%%

PR #1459, opened 2026-09-13
perf(lsp): batch descending document edits

0xKarl98:
Towards OSS-738

Applying a rename or Replace All can send hundreds of edits in one `didChange` notification. We currently rebuild the whole document's line-position index for every edit, blocking notification handling before analysis even starts.

- **Scan the document once per batch.** For separate edits ordered from the end of the file toward the beginning, resolve all UTF-16 positions using one index. Later edits leave earlier positions intact, so rebuilding the index adds no useful work.
- **Preserve sequential editing behavior.** Check ordering before building the index, require exact position conversions, and use the existing path for overlapping, adjacent, or otherwise unsuitable edits. Regression coverage includes oversized columns, Unicode, mixed line endings, and multiline replacements.
- **Measure realistic replacement batches.** Add Optimism and Uniswap identifier replacements, alongside single-edit and small-file controls.

The large gain comes from removing repeated full-file scans: a 377-edit batch in the 5.4 MB Optimism fixture needs one scan instead of 377.

| Edit-application workload | Before | After | Reduction |
| --- | ---: | ---: | ---: |
| Optimism, 377 replacements | 497.81 ms | 1.72 ms | 99.65% |
| Uniswap TickMath, 20 replacements | 384.18 µs | 30.24 µs | 92.13% |

### DIFF
--- a/crates/lsp/benches/lsp.rs
+++ b/crates/lsp/benches/lsp.rs
@@ -4,16 +4,20 @@
 
 use criterion::{BatchSize, BenchmarkId, Criterion, Throughput, criterion_group, criterion_main};
 use crop::Rope;
-use lsp_types::{GotoDefinitionResponse, HoverContents, OneOf, Position, Url};
+use lsp_types::{
+    GotoDefinitionResponse, HoverContents, OneOf, Position, Range, TextDocumentContentChangeEvent,
+    Url,
+};
 use solar_config::CompileOpts;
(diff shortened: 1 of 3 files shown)


mattsse (approved):
lgtm

mattsse (approved):
lgtm

mattsse (approved):
lgtm

PR #1460, opened 2026-09-13
perf(lsp): prioritize interactive analysis

0xKarl98:
Towards oss-738

1. **Product optimizations:** Faster hover, navigation, reference lookup, and rename after edits, while still waiting for fresh results. Background typing keeps its debounce, and analysis remains limited to one worker.
2. **Why it helps:** Interactive requests wake queued analysis immediately, removing up to 250 ms of repeated waiting. Across 48 local scripted sessions with real source edits, startup and typing pauses, total time fell **33.4–52.0%** with matching responses.

The tradeoff is extra analysis during continuous overlapping edits and hover requests: **54–153% more CPU**, with **13–24% shorter sessions** in that stress workload.


mattsse (approved):
lgtm

PR #1461, opened 2026-09-13
perf(lsp): reduce repeated analysis work

0xKarl98:
Towards OSS-738 , 

Frequent edits repeat semantic analysis and rebuild LSP indexes. Normalize overload parameters once per declaration within each duplicate-check group, reuse per-file declaration order for workspace symbols, and compare signature ranges before longer URIs. This removes repeated conversion and sorting while preserving diagnostic and symbol ordering, complementing the scheduling change in #1460.


mattsse (approved):
lgtm

mattsse (approved):
lgtm

PR #1465, opened 2026-09-13
perf(lsp): reuse parsing across quick fixes

0xKarl98:
Towards OSS-738 , 

Reuse one parsed AST and UTF-16 position index across quick fixes within each request, avoiding repeated parsing and indexing. Include diagnostic and quick-fix benchmarks in CodSpeed.

Local release build on macOS arm64, compared with `2849c26`. Full-document request latency, measured as the median of session p50s:

| Fixes per request | Before | After | Latency reduction |
| --- | ---: | ---: | ---: |
| 64 | 2.75 ms | 0.40 ms | 85.6% |
| 256 | 28.20 ms | 1.68 ms | 94.0% |


mattsse (approved):
lgtm

mattsse (approved):
lgtm

Issue #121, opened 2023-02-08
`ssh-rsa` partially supported in `russh-keys` (both `AgentClient` and `Signature`)


cipriancraciun:
If the user creates a `russh_keys::PublicKey::parse ("ssh-rsa", bytes)` (as opposed to getting one from the agent, or using `"rsa-sha2-{256,512}"`), and tries to use that with the current `russh_keys::agent::AgentClient`, the code fails to decode the `ssh-rsa` signature.

cipriancraciun:
Thanks for merging the pull request.

This issue is now solved, closing.

PR #122, opened 2023-02-08
Add support for `ssh-rsa` signatures in `russh-keys`

cipriancraciun:
As described in #121 the current client code fails to correctly parse `ssh-rsa` signatures.

This minor patch just adds that support to parse these signatures.


Eugeny:
Looking great! :+1: 

@all-contributors please add @cipriancraciun for code

PR #128, opened 2023-02-18
Use shared refs instead of mutable refs in client Handle, where possible

mllken:
Some client Handle operations can take a long time to finish (e.g. channel_open_direct_tcpip of a down hostname), so holding a mutable reference can lock the Handle.  This change switches Handle's self to shared references, where possible.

%%

**WHAT YOU NEED TO DO:** Which lines above contain "shared"? Show each of them.

**RESPONSE AREA:**
Use shared refs instead of mutable refs in client Handle, where possible
Some client Handle operations can take a long time to finish (e.g. channel_open_direct_tcpip of a down hostname), so holding a mutable reference can lock the Handle.  This change switches Handle's self to shared references, where possible.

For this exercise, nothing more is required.